Ilias Bey Vrioni (1 January 1882 – 12 March 1932) was an Albanian politician and landowner. He was one of the signatories of the Albanian Declaration of Independence and served as Prime Minister of Albania three times.

== Biography ==

Ilias Vrioni was born in 1882 in Berat, in the Janina Vilayet of the Ottoman Empire, modern day Albania, to Mehmet Ali Pasha of the Vrioni family and Hysnije Vokopola of the Vokopola family, making Ilias maternally a relative to Ferid Vokopola. His household had great chifliks in the surroundings of Berat, Fier, and the Myzeqe plain. His father was a high dignitary of the administration of the Ottoman Empire and collaborator of Abdyl Frashëri at the time of the Congress of Berlin, his mother came from a local landowning family that had their chifliks in the surroundings of Vokopolë.
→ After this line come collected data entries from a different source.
PR #231, opened 2023-08-14
Puny2idn

jacobmealey:
This PR adds a few new features around converting punycode to IDN. specifically `--as-idn` and `idn:` option in the get syntax.

The development for this work was done using the [latest version of curl from master.]( https://github.com/curl/curl/commit/67e9e3cb1ea498cb94071dddb7653ab5169734b2) If you link against this version you should be able use these features (though trurl works with out them). 

There is a large uptick in memory related issue - either double frees or curl_free not cleaning everything up. I addressed some of them but I am having trouble identifying the others, so this may take more investigation.

### DIFF
--- a/tests.json
+++ b/tests.json
@@ -2122,7 +2122,7 @@
                 "--as-idn"
             ]
         },
-        "required": ["punycode2unicode"],
+        "required": ["punycode2idn"],
         "expected": {
             "stdout": "http://räksmörgås/\n",
             "stderr": "",
@@ -2138,9 +2138,24 @@
                 "{idn:host}"
             ]
         },
-        "required": ["punycode2unicode"],
+        "required": ["punycode2idn"],
         "expected": {
             "stdout": "räksmörgås\n",
+            "stderr": "",
+            "returncode": 0
+        }
+    },
+    {
+        "input": {
+            "arguments": [
+                "--url",
+                "http://xn--abcdef/",
+                "--as-idn"
+            ]
+        },
+        "required": ["punycode2idn"],
+        "expected": {
+            "stdout": "http://xn--abcdef/\n",
             "stderr": "",
             "returncode": 0
         }
--- a/tests.json
+++ b/tests.json
@@ -2150,13 +2150,29 @@
             "arguments": [
                 "--url",
                 "http://xn-----/",
-                "--as-idn"
+                "--as-idn",
+                "--quiet"
             ]
         },
         "required": ["punycode2idn"],
         "expected": {
             "stdout": "http://xn-----/\n",
             "stderr": "",
+            "returncode": 0
+        }
+    },
+    {
+        "input": {
+            "arguments": [
+                "--url",
+                "http://xn-----/",
+                "--as-idn"
+            ]
+        },
+        "required": ["punycode2idn"],
+        "expected": {
+            "stdout": "http://xn-----/\n",
+            "stderr": "trurl note: Error converting url to IDN [Bad hostname]\n",
             "returncode": 0
         }
     }
--- a/tests.json
+++ b/tests.json
@@ -2155,8 +2155,8 @@
         },
         "required": ["punycode2idn"],
         "expected": {
-            "stdout": "",
-            "stderr": "trurl note: invalid url [Bad hostname]\n",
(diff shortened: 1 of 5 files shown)


tests.json
```diff
@@ -2113,5 +2113,36 @@
...
+                "-g",
+                "{idn:host}"
+            ]
+        },
+        "required": ["punycode2unicode"],
+        "expected": {
+            "stdout": "räksmörgås\n",
+            "stderr": "",
+            "returncode": 0
+        }
```
bagder, line 2146: Maybe also do a test with a host name that starts with `xn--` but isn't a valid punycode. Like perhaps `xn--abcdef` or something.

trurl.1
```diff
@@ -109,15 +109,20 @@ not have a value.
...
 "{default:port}", and the port is not explicitly specified in the URL,
 the scheme's default port will be output if it is known.
 
 If \fBpuny:\fP is specified, like "{puny:url}" or "{puny:host}", the
-"punycoded" version of the host name will be used in the output.
+"punycoded" version of the host name will be used in the output. This
+option is mutually exclusive with \fBidn:\fP.
+
+If \fBidn:\fP is specified like "{idn:url}" or "{idn:host}", the International
+Domain Name version of the host name will be used in the output. This
```
bagder, line 124:
```suggestion
Domain Name version of the host name will be used in the output if it is provided as a correctly encoded punycode version. This
```

trurl.c
```diff
@@ -227,7 +232,10 @@ static void show_version(void)
   fprintf(stdout, "url-strerror ");
 #endif
 #ifdef SUPPORTS_NORM_IPV4
-  fprintf(stdout, "normalize-ipv4");
+  fprintf(stdout, "normalize-ipv4 ");
+#endif
+#ifdef SUPPORTS_PUNY2UNICODE
+  fprintf(stdout, "punycode2unicode");
```
bagder, line 238: Maybe `punycode2idn` as we use the term "idn" for this elsewhere?

tests.json
jacobmealey: I've added a test for this, and it behaves different then I would expect. Not sure if it's something on the trurl side or something on the new libcurl apis. 
```
$ trurl --url "http://xn--abcdef/" --as-idn
http:///
$ trurl --url "http://xn--abcdef/" -g "{idn:host}"
[empty line] 
$
```

bagder: I believe the API will (or at least should) return an error if you try to set a bad host name, which this should count as. Does it not?

bagder: I made https://github.com/curl/curl/pull/11674 to clarify what to expect on bad puny code.

jacobmealey:
@bagder Currently this branch returns `trurl note: invalid url [Bad hostname]` if the curl_url_get returns CURLUE_BAD_HOST. If the user enters `trurl --url "http://xn-----/" --as-idn` should it return `http://xn-----/` or some error message like `trurl note: invalid punycode` ?

bagder:
> I think it makes sense to return `http://xn-----/`.

I agree. We can possibly output a warning (?) but I think it makes sense to treat `--as-idn` as convert-if-possible.

Does it make sense with how the libcurl API works or do we need to poke anything in that end as well?

jacobmealey:
libcurl should be fine as is, I have a commit on my personal computer that behaves this way that I can push up when I get home. Currently libcurl reports an error on conversion which it should, and trurl  (on the commit I haven't pushed up) is handling the error by simply returning original url. I can make sure it throws a warning as well.

bagder:
> I can make sure it throws a warning as well.

I'm not entirely sure on that warnings is a good idea, but I figure we can try it. I suspect that if we introduce "warnings" for some things we probably also need to provide a way to hush them up...

jacobmealey:
hm... we already have `warnf` could we have some function like `trurl_warnf(option *o, char *fmt, ...)` and have an option for supressing warnings?

```c
trurl_warnf(option *o, char *fmt, ...) 
{
  ... 
  if(!o->supress_warnings) {
    warnf(fmt, ap);
  }
}
```

bagder:
Yes, I think that is very sensible.

bagder (approved):

PR #234, opened 2023-08-30
General Cleanup

jacobmealey:
`struct option *` was referred to as both `o` and `op` this patch makes it so all occurrences of it to `o`. I also removed some unneeded newlines in if statements.

### DIFF
--- a/trurl.c
+++ b/trurl.c
@@ -448,13 +448,11 @@ static int getarg(struct option *o,
     urlfile(o, arg);
     *usedarg = true;
   }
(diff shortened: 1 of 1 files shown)


bagder (approved):
Sorry this has taken me forever. Can you please take a look at the merge conflict and then we should be good to go!

jacobmealey:
No worries, it seemed like a hectic month or two at the Curl project with that CVE. Anyway, this should be all set, Thanks!

PR #235, opened 2023-09-02
Trurl_errorf

jacobmealey:
Added trurl_errorf which handles cleanup of `struct option` before exiting but after printing in case whats being printed must be cleaned up. It is based on #234 so that should be merged before this. Note that this (should) fix the two memory leaks discussed in #232  that were left over.

### DIFF
--- a/trurl.c
+++ b/trurl.c
@@ -453,11 +453,13 @@ static int getarg(struct option *o,
     urlfile(o, arg);
     *usedarg = true;
   }
-  else if(checkoptarg("-a", flag, arg) || checkoptarg("--append", flag, arg)) {
+  else if(checkoptarg(o, "-a", flag, arg) ||
+          checkoptarg(o, "--append", flag, arg)) {
     appendadd(o, arg);
     *usedarg = true;
   }
-  else if(checkoptarg("-s", flag, arg) || checkoptarg("--set", flag, arg)) {
+  else if(checkoptarg(o, "-s", flag, arg) ||
+          checkoptarg(o, "--set", flag, arg)) {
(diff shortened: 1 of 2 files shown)


trurl.c
```diff
@@ -276,14 +265,34 @@ int nqpairs; /* how many is stored */
...
     curl_slist_free_all(o->url_list);
+  if(o->set_list)
     curl_slist_free_all(o->set_list);
+  if(o->iter_list)
     curl_slist_free_all(o->iter_list);
+  if(o->append_query)
     curl_slist_free_all(o->append_query);
+  if(o->trim_list)
     curl_slist_free_all(o->trim_list);
+  if(o->append_path)
```
bagder, line 280: The `curl_slist_free_all` function is documented to deal with a NULL pointer fine, so I think we can skip all these checks to keep the code easier on the eye.

trurl.c
```diff
@@ -276,14 +265,34 @@ int nqpairs; /* how many is stored */
...
     curl_slist_free_all(o->append_path);
 }
 
+static void trurl_errorf(struct option *o, int exit_code, char *fmt, ...)
```
bagder, line 284: Is there actually a good reason to add a `trurl_` prefix to this function? It is static and to me, having the shorter version reads better in the code.

jacobmealey:
hm okay, merging from the master made a few new memory leaks. I will try and resolve them over the next few days.

bagder:
Can you take a look at the merge conflict as well?

jacobmealey:
Okay, this should be all set to merge now.

bagder (approved):

PR #240, opened 2023-09-27
fix for issue #239

abbbi:
Changes in libcurl 8.3.0 make some testcases fail due to different error message wording. Adjust testcases so only the presence of an stderr is verified, not the wording in detail.

PR #241, opened 2023-10-18
trurl: add `--curl` to only count as valid URLs supported by libcurl

emanuele6:
I would prefer that `trurl` rejected URLs with schemes not supported by libcurl when I use it in combination with `curl`.

### DIFF
--- a/tests.json
+++ b/tests.json
@@ -2190,5 +2190,19 @@
             "returncode": 0,
             "stderr": ""
         }
+    },
+    {
+        "input": {
+            "arguments": [
+                "--curl",
+                "--verify",
+                "foo://bar"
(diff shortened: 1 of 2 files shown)


emanuele6:
Hmm, on CI the error message is `"trurl error: This libcurl build doesn't support the given URL scheme [foo://bar]\ntrurl error: Try trurl -h for help\n"` :/

bagder (approved):

bagder:
Maybe we should do something more generic for the error message checks...

emanuele6:
Resolved conflicts, and rebased to get the fix from #240

bagder:
Thanks!

PR #247, opened 2023-10-31
Update version to 0.9

michaellass:
Although it's too late to hit the 0.9 release, update TRURL_VERSION_TXT to 0.9 so that builds from git reflect the current version.


bagder:
Thanks!

PR #248, opened 2023-11-09
Makefile: updates and fixes

vszakats:
- add `TRURL_IGNORE_CURL_CONFIG` to avoid reading `curl-config`.
  This allows to specify curl bits manually without unexpectedly
  picking up system curl bits too.

- allow to disable debug info by passing `NDEBUG=1`.

- drop `-std=gnu99` from `CFLAGS`. This decision should be up to the
  builder, in sync with the curl (and its dependencies) linked to trurl.
  curl doesn't build with this option by default and mixing objects with
  different settings may break the ABI.

- accept `LDLIBS` from the environment.

- one whitespace tidy-up.

Closes #xxx

### DIFF
--- a/Makefile
+++ b/Makefile
@@ -24,8 +24,14 @@
 
 TARGET = trurl
 OBJS = trurl.o
-LDLIBS = $$(curl-config --libs)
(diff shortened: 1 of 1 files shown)


bagder (approved):

bagder:
Thanks!

PR #225, opened 2016-02-23
Fix verify signature on encrypted email from Apple Mail

jeffhsta:
The leap.mail has a step that decrypt an email and at the same time it should verify signature.
It works when using Thunderbird to send an email, but when using Apple Mail that step always return "could not verify signature" because of the way that Apple Mail encrypt and sign the email.

Issue: https://github.com/pixelated/pixelated-user-agent/issues/605

PR #243, opened 2016-05-25
Fix signature validation on encrypted email from Apple Mail

cacarrara:
**Disclaimer:**
As we previously talked with @kalikaneko and @jeffhsta we think could be easier to open a new pull request to fix this bug because the previous one (https://github.com/leapcode/leap_mail/pull/225) got pretty outdated. When this PR be accept the old one can be closed.

**Context:**
Leap mail has a step that uses keymanager to decrypt an email and at the same time it validates signature. It works well when the incoming email was created using Thunderbird, but when using Apple Mail that step is not enough because the way Apple Mail encrypt and sign the email. While Thunderbird does something like `gpg -se [message]` to encrypt and sign an email, Apple Mail first sign the message and only after it encrypt the previous signed message. Something like that `gpg -s [message] | gpg -e [signed_message]`. So, when keymanager decrypt a message from Apple Mail, the result is a "multipart/signed" message which still need to have its signature verified.

**Change:**
What this pull request does is add a new step after the decryption process to check if the decrypted message is a "multipart/signed", if it's true, the verify signature method is called. If it's not, the previous process continue as expected.
Besides that this pull request also adds a test to this new process flow. To do this test we added a new message file in `incoming/test` directory. This is an encrypted and signed message built by Apple Mail and we use it during the tests. Also, the way we thought to write the test was splitting the statement which adds the verified signature header to a new method, so during the test we can mock it and check it's called.

### DIFF
--- a/src/leap/mail/incoming/service.py
+++ b/src/leap/mail/incoming/service.py
@@ -458,10 +458,8 @@ class IncomingMail(Service):
                     self.LEAP_SIGNATURE_HEADER,
                     self.LEAP_SIGNATURE_INVALID)
             else:
-                decrmsg.add_header(
-                    self.LEAP_SIGNATURE_HEADER,
-                    self.LEAP_SIGNATURE_VALID,
-                    pubkey=signkey.fingerprint)
+                self._add_verified_signature_header(decrmsg,
+                                                    signkey.fingerprint)
             return decrmsg.as_string()
 
         if msg.get_content_type() == MULTIPART_ENCRYPTED:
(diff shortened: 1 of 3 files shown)


cacarrara:
Hi, @kalikaneko. We're looking forward for this PR be accepted. Let us know if you have any doubt or concerns about it.
Thanks.

src/leap/mail/incoming/service.py
```diff
@@ -458,10 +458,8 @@ def add_leap_header(ret):
                     self.LEAP_SIGNATURE_HEADER,
                     self.LEAP_SIGNATURE_INVALID)
             else:
-                decrmsg.add_header(
-                    self.LEAP_SIGNATURE_HEADER,
-                    self.LEAP_SIGNATURE_VALID,
-                    pubkey=signkey.fingerprint)
+                self._add_verified_signature_header(decrmsg,
+                                                    signkey.fingerprint)
```
cacarrara: @meskio, actually `_do_fetch` returns a list of `SoledadDocuments` which seems contains encrypted message. For sure we could check the header on a decrypted message, but for now we cannot see how to get these decrypted messages after the `_do_fetch` call. Do you have any suggestion?

Here an example of `_do_fetch()` return: http://paste.debian.net/726745/

meskio: Ok, then I'll merge it as it is, I don't have good sugestions here.

PR #245, opened 2016-06-17
[bug] initialize OpenSSL context just once in leap.mail

mnandri:
Do not initialize the openssl context on each call to get mail payload phash.

The openSSL backend should only be initialized once because it is activating the os random engine
which in turn unregister and free the current engine first. This is very tricky when operations are running in threads as it  momentarily unregister the openssl crypto callbacks that makes openssl thread safe.

- Resolves: #8180 with the soledad PR #324


kalikaneko:
rebased and merged

PR #247, opened 2016-07-24
[refactor] deprecating u1db, using l2db instead.

mnandri:
To keep compatibility with soledad upgrades. It will namely cause revision conflicts
to not be properly handled otherwise.


kalikaneko:
merged

mnandri:
¡muchas gracias!

PR #216, opened 2024-07-24
feat: add configuration sanity check to configuration environment workflow

PeterSchafer:
* to inform users that the configuration might be inconsistent

### DIFF
--- a/pkg/configuration/configuration.go
+++ b/pkg/configuration/configuration.go
@@ -460,7 +460,7 @@ func (ev *extendedViper) createFileStorage(configPath string) Storage {
 }
 
 // GetAllKeysThatContainValues() returns a list of all keys, including alternative keys, that are set for the given key.
-// This can be used to identify in which way a certain has been set. If the result size is greater 1, this means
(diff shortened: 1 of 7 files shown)


pkg/configuration/configuration.go
```diff
@@ -450,3 +458,35 @@ func (ev *extendedViper) createFileStorage(configPath string) Storage {
 	file := path.Join(configPath, "snyk.json")
 	return NewJsonStorage(file, WithConfiguration(ev))
 }
+
+// GetAllKeysThatContainValues() returns a list of all keys, including alternative keys, that are set for the given key.
+// This can be used to identify in which way a certain has been set. If the result size is greater 1, this means
```
j-luong, line 463: typo: `a certain has been set` = `a certain key has been set`?

j-luong (approved):

pkg/configuration/configuration.go
sandor-trombitas, line 463:
```suggestion
// This can be used to identify in which way a certain key has been set. If the result size is greater 1, this means
```

sandor-trombitas (approved):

He was one of the signatories of the Albanian Declaration of Independence in 1912. He served three times as Prime Minister and five times as Minister of Foreign Affairs. He died in Paris in 1932, while serving his second mandate as the Plenipotentiary Minister of the Kingdom of Albania to Paris and London.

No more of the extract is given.